As there were some discordant cases between different labs using IHC, it may be interesting to use a more robust, observer-independent technique. Quantitative mRNA-based measurements could be a suitable method to analyze the expression of ESR1 and PR. Studies comparing microarray mRNA quantification and qRT-PCR with IHC revealed a high concordance [25-30].

These results confirm that qRT-PCR could be an additional method for determining the status of hormonal receptors. Besides the advantage of being observer independent, qRT-PCR also allows to detect heterogeneity in the activity of the ER-signalling pathway of the different tumors as shown in our study.

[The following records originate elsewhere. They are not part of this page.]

PR #136, opened 2016-05-17
Remove path check for deploy

mrallen1:
This is unneeded - but *probably* should be performed on the remote host. Just not sure exactly how to write all of that.

### DIFF
--- a/kerl
+++ b/kerl
@@ -687,9 +687,6 @@ do_deploy()
     host="$1"
 
     assert_valid_installation "$2"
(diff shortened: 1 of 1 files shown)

The assessment of ER-activity is of importance because not all patients with ER-positive breast cancer do respond to endocrine therapy [31].

5. Conclusions

IHC is a routinely used procedure to classify breast cancer in ER-positive and -negative tumors. Despite good overall concordance, discordant cases determined by preanalytical and analytical lab-specific procedures have been identified. These discordant cases lead to misclassification of tumors. qRT-PCR could be an additional observer-independent technique to determine hormone receptor status and activity. The weakness of the study is the low number of samples. It would also be interesting to use more samples with low ER and PR expression in the study.